Cattle prices for cash and futures are suffering under the effects of the trade war with China similar other U.S. ag markets. Fortunately, cattle prices are not as depressed as Kansas City wheat that recently fell to a new 14-year low.

But front month cattle futures did close one day this week at a new nine-year low. And, because of such pronounced weakness, several cattle analysts are predicting even lower prices are likely.

No doubt the trade war is weighing on cattle prices, but the most negative near-term problem the market faces is this: There are too many cattle to be marketed between now and January in large part because of the fire in the Tyson plant in Kansas a few weeks ago.

Packers simply cannot slaughter the available supplies due to logistical problems and sagging demand. It truly is a one-two punch in the gut for cattle producers.

I can only recall one other time in history such a scenario unfolded in the U.S. livestock markets, and it involved hogs, not cattle. And the 21st anniversary of that logistical nightmare is close at hand.

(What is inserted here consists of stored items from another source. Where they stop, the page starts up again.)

PR #670, opened 2016-06-13
Use the RHEL 7 timezone kickstart command version

M4rtinK:
The RHEL 7 version of the command has been modified to make it possible
to use the --utc flag without requiring a timezone specification to be provided.

This way the hardware clock time format can be set from kickstart while
still requiring the user to select a timezone manually in the UI.

Resolves: rhbz#1312135

### DIFF
--- a/pyanaconda/kickstart.py
+++ b/pyanaconda/kickstart.py
@@ -1658,7 +1658,7 @@ class SshKey(commands.sshkey.F22_SshKey):
         for usr in self.sshUserList:
             users.setUserSshKey(usr.username, usr.key)
 
-class Timezone(commands.timezone.F18_Timezone):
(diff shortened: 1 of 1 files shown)


M4rtinK:
The Pykickstart PR is https://github.com/rhinstaller/pykickstart/pull/87.

vpodzime:
I think a little bit more needs to happen here. At minimum, the ``timezone.seen`` flag will now have a different meaning, AFAICT. But maybe that could be handled in the pykickstart part of the changes?

clumens:
.seen should really just mean "was this command given in the kickstart file?".  Any additional meaning would have to come from inspecting attributes for None vs. some preset vs. new value.

M4rtinK:
Pushed (a while ago).

PR #672, opened 2016-06-16
Update iscsi dialog for Blivet 2.0 API change

bcl:
iscsi.initiatorSet -> iscsi.initiator_set


pyanaconda/ui/gui/spokes/advstorage/iscsi.py
```diff
@@ -169,7 +169,7 @@ def refresh(self):
         self._storeFilter.set_visible_column(1)
 
         self._initiatorEntry.set_text(self.iscsi.initiator)
-        self._initiatorEntry.set_sensitive(not self.iscsi.initiatorSet)
+        self._initiatorEntry.set_sensitive(not self.iscsi.initiator-set)
```
dashea: I think that should _ instead of -

bcl:
Pushed.

PR #673, opened 2016-06-17
Re-configure proxy when updateBaseRepo is called (#1332472)

bcl:
The dnf proxy configuration was only being setup when _configure is
called, which only happens once. This means that the proxy dialog
wouldn't have any effect when using the closest mirrors. This can be
worked around by passing inst.proxy on the cmdline.

The proxy dialog works fine for http/https because it is setup
explicitly in updateBaseRepo call.

This adds setting up the proxy on the DNF Base object whenever it is
reset() so that the proxy settings will be current, and used for closest
mirror.


vpodzime:
Looks good to me.

bcl:
Pushed

PR #674, opened 2016-06-17
Fix adding new VG in Custom spoke can't be applied (#1263715)

jkonecny12:
When a new VG was created and nothing inside of a dialog was changed then the changes can't be confirmed by the "Update Settings" button.

Method which runs the dialog assumed, when nothing was modified the update button don't need to be updated. This method now gets info, if this is a new VG or modification of an existing one.

*Resolves: rhbz#1263715*

*Reported-by: Jan Stodola ``<jstodola@redhat.com>``*

### DIFF
--- a/pyanaconda/ui/gui/spokes/custom.py
+++ b/pyanaconda/ui/gui/spokes/custom.py
@@ -397,6 +397,10 @@ class CustomPartitioningSpoke(NormalSpoke, StorageChecker):
         self._updateSpaceDisplay()
         self._applyButton.set_sensitive(False)
 
+    def _get_container_names(self):
+        for data in self._containerStore:
+            yield data[0]
+
     @property
     def _current_page(self):
         # The current page is really a function of the current selector.
@@ -1947,7 +1951,7 @@ class CustomPartitioningSpoke(NormalSpoke, StorageChecker):
         disks = dialog.selected
         log.debug("new disks for %s: %s", device.name, [d.name for d in disks])
         if not disks:
-            self._error = "No disks selected. Keeping previous disk set."
+            self._error = _("No disks selected. Keeping previous disk set.")
             self.set_info(self._error)
             return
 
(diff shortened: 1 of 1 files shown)


pyanaconda/ui/gui/spokes/custom.py
```diff
@@ -2007,16 +2007,20 @@ def run_container_editor(self, container=None, name=None):
         if not disks:
             self._error = "No disks selected. Not saving changes."
```
bcl: Unrelated, but this should be translated.

pyanaconda/ui/gui/spokes/custom.py
```diff
@@ -2007,16 +2007,20 @@ def run_container_editor(self, container=None, name=None):
...
             self.set_info(self._error)
+            log.error("No disks selected for volume group.")
```
bcl: This should be the same text as the _error to prevent confusion.

bcl:
Looks ok to me, other than those nitpicks.

pyanaconda/ui/gui/spokes/custom.py
jkonecny12: Totally true if I didn't missed it would be fixed in this patch already. Thank you.

pyanaconda/ui/gui/spokes/custom.py
jkonecny12: OK, I'll change it locally.

pyanaconda/ui/gui/spokes/custom.py
```diff
@@ -2007,16 +2007,20 @@ def run_container_editor(self, container=None, name=None):
...
             return
 
         log.debug("new container name: %s", name)
-        if name != container_name and name in self._storage_playground.names:
+        if (name != container_name and name in self._storage_playground.names or
+            name in [data[0] for data in self._containerStore]):
```
vpodzime: This could use a generator instead of list comprehension.

jkonecny12: Hmm, good idea. I'm going to rework this.

jkonecny12:
Updated. 
Generator was added and I also fixed small bug there.

vpodzime:
Looks good to me.

jkonecny12:
Pushed, thank you.

PR #675, opened 2016-06-17
Fix SimpleConfigFile file permissions (#1346364)

bcl:
It was grabbing the permissions of the original file, and then applying
them to the original file, instead of the new temporary file.

Also adds a test to make sure the original file permissions are
preserved.


vpodzime:
Looks good to me.

bcl:
Pushed

PR #677, opened 2016-06-20
hostname: don't set installer env hostname to localhost.localdomain (…

rvykydal:
…#1290858)

Related: rhbz#1290858

Rather keep hostname set by NetworkManager from dhcp or DNS lookup.


rvykydal:
Pushed.

PR #680, opened 2016-06-22
Add wordwrap to text mode and use it by default (#1267881)

rvykydal:
This is just a backport from rhel7-branch to master, creating PR to run CI tests.

Resolves: rhbz#1267881


rvykydal:
Pushed

PR #727, opened 2016-08-05
Make sure unformatted DASDs are dasdfmted in ks. (#1359865)

snbueno:
make_unformatted_dasd_list takes a list of device names, not devices,
so make sure to pass that.

Resolves: rhbz#1359865


jkonecny12:
Looks good to me.

PR #728, opened 2016-08-09
Fix screenshot taking logic (#1327456)

M4rtinK:
Unlike before (RHEL ~7.1) Anaconda now uses a window stack
(GtkStack) which gereally works nicely but unfortunately
in some ways breaks the assumptions the original screenshot taking code made,
resulting with various issues, such as:

- multiple simultaniously registered key bindings
-> as all windows are now initialized even though just one can be actually
   visible at a time
- content of a wrong window might be saved as a the screenshot
-> all the key bindings fire at once when the key is pressed
-> the first binding to fire saves the screenshot, independently
   on the currently visible spoke

To fix this:
- we now register just one screenshot key binding - in MainWindow
- the screenshot taking logic has been moved to MainWindow
- the window on top of the window stack is used when taking a screenshot,
  making sure we really take a screenshot of what is visible on the screen

Resolves: rhbz#1327456

### DIFF
--- a/pyanaconda/ui/gui/__init__.py
+++ b/pyanaconda/ui/gui/__init__.py
@@ -39,10 +39,6 @@ log = logging.getLogger("anaconda")
 
 __all__ = ["GraphicalUserInterface", "QuitDialog"]
 
-_screenshotIndex = 0
-_last_screenshot_timestamp = 0
-SCREENSHOT_DELAY = 1  # in seconds
-
 ANACONDA_WINDOW_GROUP = Gtk.WindowGroup()
 
 # Stylesheet priorities to use for product-specific stylesheets and our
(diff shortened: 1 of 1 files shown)


jkonecny12:
Please fix these issues:
```
************* Module ../pyanaconda/ui/gui/__init__.py
W0602:563,8: MainWindow.take_screenshot: Using global for '_screenshotIndex' but no assignment is done
W0105:569,-1: MainWindow.take_screenshot: String statement has no effect
```

M4rtinK:
@jkonecny12 Should be fixed.

pyanaconda/ui/gui/__init__.py
```diff
@@ -585,6 +556,34 @@ def enlightbox(self, dialog):
 
         self.lightbox_off()
 
+    def _handle_prnt_screen(self, *args, **kwargs):
```
jkonecny12: Shouldn't be here ``print`` instead of ``prnt`` ?

jkonecny12:
It looks good to me otherwise.

pyanaconda/ui/gui/__init__.py
M4rtinK: Yeah, why not. :)

M4rtinK:
Fedora 25 PR:
https://github.com/rhinstaller/anaconda/pull/810

PR #729, opened 2016-08-10
Fix getting network device's hwaddress

rvykydal:
cherry-pick of the patch from master for bug 1364977


jkonecny12:
Looks good to me.

PR #731, opened 2016-08-11
Fix anaconda-pre.service wasn't properly installed (#1255659)

jkonecny12:
Service wasn't in a Makefile.

Small improvement on Wants in a ``anaconda-pre.service``. It should be started before anaconda.service and other anaconda services.

The ``anaconda-pre-log-gen`` was in ``/usr/libexec`` instead of ``/usr/bin``.
The ``dmesg`` command in ``anaconda-pre-log-gen`` doesn't have -a parameter.

*Related: rhbz#1255659*


M4rtinK:
Looks good to me! :+1:

PR #733, opened 2016-08-11
Fix reset payload only on network change (#1364367)

jkonecny12:
Reset payload when connection change.
This solve the issue only partially, problem here is that the ``NetworkManager-connection-editor`` will save the connection in other form than it is saved from the ``Dracut``.

So when you click on the save button (without changing anything) for the first time, the payload will be restarted but when you do it more times after, it won't restart the payload thread anymore.

*Resolves: rhbz#1364367*
*Reported-by: Jakub Vavra ``<jvavra@redhat.com>``*


jkonecny12:
I updated this PR, this solution is slightly better then the previous one but behavior is still the same.

PR #734, opened 2016-08-11
Disable strict password quality checking for partial kickstart instal…

M4rtinK:
…lations

We already disable strict password quality checking in fully interactive
installations (no user provided kickstart), so do the same thing by default
for partial kickstart installations.

Also clarify how the default password policy is set and when it actually applies.

Related: rhbz#1360263


jkonecny12:
Looks good to me.

PR #735, opened 2016-08-11
Run cache hack after moving cache to mounted storage (#1287438)

bcl:
Yum doubles up the /mnt/sysimage on the cache dir if we don't run the
cache hack on it. We DO want it to be under /mnt/sysimage, but not under
/mnt/sysimage/mnt/sysimage/

Without this yum creates the cache at the wrong place, and then when
anaconda-yum runs it uses the right place, leaving a
/mnt/sysimage/mnt/sysimage/var/tmp/yum.cache on the installed system.

Resolves: rhbz#1287438


jkonecny12:
Looks good to me.

PR #737, opened 2016-08-16
Add centos module to pyanaconda

jaymzh:
No reason for this to be patched in by centos or anyone else,
that's why it's modular!

### DIFF
--- a/pyanaconda/installclasses/centos.py
+++ b/pyanaconda/installclasses/centos.py
@@ -1,0 +1,64 @@
+#
+# centos.py
+#
+# Copyright (C) 2010  Red Hat, Inc.  All rights reserved.
+#
+# This program is free software; you can redistribute it and/or modify
+# it under the terms of the GNU General Public License as published by
+# the Free Software Foundation; either version 2 of the License, or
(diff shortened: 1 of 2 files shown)


jkonecny12:
Hello @jaymzh , 

I don't know exactly which CentOS version you are targeting but in case you don't know this workflow.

In my book, “Haunted By Markets,” in a chapter entitled “Hog Futures: Wildest Market on the Board,” penned in January 1999, I wrote the following: “Consider this: On Oct. 30, 1998, February hog futures traded as high as $43.90. By Dec. 16, however, cash prices had collapsed to a 58-year low and, in the process, February futures plummeted to a low of $26.05. In a month and a half of trading, hog futures fell $17.85, or $238 per contract per day for 20 trading days.”

Based on history, today’s cattle market may be on the cusp of sharply lower prices for the very same reasons hog prices did a historic nosedive in 1998.

The beef packer simply does not have the capacity to slaughter the number of cattle to be marketed in next three to four months amid a slowing demand environment.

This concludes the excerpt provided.